== GIVEN DATA ==

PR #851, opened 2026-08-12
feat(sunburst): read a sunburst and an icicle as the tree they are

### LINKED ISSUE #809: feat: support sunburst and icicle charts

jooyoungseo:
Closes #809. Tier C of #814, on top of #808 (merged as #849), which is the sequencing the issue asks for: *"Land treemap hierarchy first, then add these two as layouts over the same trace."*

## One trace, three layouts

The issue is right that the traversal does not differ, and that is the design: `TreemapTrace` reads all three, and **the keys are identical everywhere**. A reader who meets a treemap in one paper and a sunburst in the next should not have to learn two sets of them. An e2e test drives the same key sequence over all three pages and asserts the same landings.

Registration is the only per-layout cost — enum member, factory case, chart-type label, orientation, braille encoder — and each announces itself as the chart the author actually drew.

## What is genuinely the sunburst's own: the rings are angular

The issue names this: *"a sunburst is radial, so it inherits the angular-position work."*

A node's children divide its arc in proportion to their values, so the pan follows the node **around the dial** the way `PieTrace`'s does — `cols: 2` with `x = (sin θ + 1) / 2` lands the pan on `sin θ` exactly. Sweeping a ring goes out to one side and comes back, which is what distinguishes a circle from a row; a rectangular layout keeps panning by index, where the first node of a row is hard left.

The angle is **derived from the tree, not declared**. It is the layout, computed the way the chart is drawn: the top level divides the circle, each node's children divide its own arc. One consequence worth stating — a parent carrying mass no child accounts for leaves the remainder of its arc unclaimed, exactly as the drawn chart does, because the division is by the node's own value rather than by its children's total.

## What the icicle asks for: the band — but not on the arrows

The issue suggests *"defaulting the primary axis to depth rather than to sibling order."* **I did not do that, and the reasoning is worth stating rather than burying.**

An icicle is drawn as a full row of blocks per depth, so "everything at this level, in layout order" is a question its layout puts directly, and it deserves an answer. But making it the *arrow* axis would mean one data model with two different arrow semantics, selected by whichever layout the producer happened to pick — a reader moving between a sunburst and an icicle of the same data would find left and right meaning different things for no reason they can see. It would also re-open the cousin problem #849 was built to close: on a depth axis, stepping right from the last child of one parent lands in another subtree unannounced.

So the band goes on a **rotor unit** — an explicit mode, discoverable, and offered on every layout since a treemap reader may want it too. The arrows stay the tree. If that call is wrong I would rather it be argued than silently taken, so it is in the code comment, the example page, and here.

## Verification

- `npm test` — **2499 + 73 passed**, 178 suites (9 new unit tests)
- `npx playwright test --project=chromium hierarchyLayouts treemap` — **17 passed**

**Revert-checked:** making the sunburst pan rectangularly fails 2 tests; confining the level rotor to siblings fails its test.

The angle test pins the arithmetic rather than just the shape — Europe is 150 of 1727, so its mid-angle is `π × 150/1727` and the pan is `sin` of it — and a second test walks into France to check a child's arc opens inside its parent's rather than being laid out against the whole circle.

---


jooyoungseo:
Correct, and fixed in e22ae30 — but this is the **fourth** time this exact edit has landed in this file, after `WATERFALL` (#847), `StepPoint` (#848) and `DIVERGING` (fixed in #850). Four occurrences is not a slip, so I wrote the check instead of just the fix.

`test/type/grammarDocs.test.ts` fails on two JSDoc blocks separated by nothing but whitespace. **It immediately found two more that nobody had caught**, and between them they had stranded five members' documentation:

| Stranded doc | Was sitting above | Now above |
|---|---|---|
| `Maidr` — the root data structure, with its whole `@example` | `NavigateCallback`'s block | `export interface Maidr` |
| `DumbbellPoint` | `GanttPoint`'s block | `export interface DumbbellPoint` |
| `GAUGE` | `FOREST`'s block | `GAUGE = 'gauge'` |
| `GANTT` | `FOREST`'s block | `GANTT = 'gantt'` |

---

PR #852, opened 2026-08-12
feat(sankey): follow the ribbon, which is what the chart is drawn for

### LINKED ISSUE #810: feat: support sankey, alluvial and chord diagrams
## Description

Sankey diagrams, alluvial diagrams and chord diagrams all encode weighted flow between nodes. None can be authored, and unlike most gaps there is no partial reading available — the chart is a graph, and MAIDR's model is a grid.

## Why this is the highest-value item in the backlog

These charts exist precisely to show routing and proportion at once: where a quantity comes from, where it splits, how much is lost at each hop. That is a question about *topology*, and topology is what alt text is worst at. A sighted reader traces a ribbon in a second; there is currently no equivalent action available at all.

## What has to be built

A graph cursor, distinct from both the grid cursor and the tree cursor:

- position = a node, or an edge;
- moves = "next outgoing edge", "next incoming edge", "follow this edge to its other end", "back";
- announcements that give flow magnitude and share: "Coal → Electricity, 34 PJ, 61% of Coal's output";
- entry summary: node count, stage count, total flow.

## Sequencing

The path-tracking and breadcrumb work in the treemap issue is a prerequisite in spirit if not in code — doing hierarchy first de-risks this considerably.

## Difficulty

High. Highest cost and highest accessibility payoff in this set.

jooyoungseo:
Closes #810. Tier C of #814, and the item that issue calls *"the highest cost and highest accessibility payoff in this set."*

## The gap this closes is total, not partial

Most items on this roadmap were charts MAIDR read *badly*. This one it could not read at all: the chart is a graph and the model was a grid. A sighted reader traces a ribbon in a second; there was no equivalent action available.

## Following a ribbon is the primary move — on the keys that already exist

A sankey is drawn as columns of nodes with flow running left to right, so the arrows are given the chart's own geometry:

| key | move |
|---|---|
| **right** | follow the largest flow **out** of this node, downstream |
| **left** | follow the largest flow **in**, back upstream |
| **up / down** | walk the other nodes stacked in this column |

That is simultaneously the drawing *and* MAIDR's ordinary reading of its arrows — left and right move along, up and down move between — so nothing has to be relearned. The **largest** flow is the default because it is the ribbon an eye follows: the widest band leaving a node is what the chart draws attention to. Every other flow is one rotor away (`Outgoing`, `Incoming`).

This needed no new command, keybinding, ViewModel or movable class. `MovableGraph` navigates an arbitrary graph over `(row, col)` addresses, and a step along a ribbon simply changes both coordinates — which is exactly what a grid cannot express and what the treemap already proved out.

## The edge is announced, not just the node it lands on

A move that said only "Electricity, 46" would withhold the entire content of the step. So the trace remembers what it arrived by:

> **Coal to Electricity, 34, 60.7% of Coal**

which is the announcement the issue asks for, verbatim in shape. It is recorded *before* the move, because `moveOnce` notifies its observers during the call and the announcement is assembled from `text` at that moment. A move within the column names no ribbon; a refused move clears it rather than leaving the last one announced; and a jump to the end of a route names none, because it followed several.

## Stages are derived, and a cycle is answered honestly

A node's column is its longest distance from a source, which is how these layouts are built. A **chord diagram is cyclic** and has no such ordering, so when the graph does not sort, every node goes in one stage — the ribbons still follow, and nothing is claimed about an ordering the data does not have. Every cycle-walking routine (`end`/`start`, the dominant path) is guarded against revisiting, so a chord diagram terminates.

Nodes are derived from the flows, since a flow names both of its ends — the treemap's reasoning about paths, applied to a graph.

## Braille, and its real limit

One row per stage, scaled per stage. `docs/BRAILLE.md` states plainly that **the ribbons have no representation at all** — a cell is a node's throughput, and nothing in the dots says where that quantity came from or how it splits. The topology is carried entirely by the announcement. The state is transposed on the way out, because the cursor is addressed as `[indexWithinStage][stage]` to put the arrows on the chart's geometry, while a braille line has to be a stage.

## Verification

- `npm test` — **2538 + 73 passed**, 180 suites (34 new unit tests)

== TASK DIRECTIONS ==
Look through the listing above, please, and state how many lines hold the word "test"; the number alone is the answer.

== SOLUTION TO THIS EXERCISE ==
7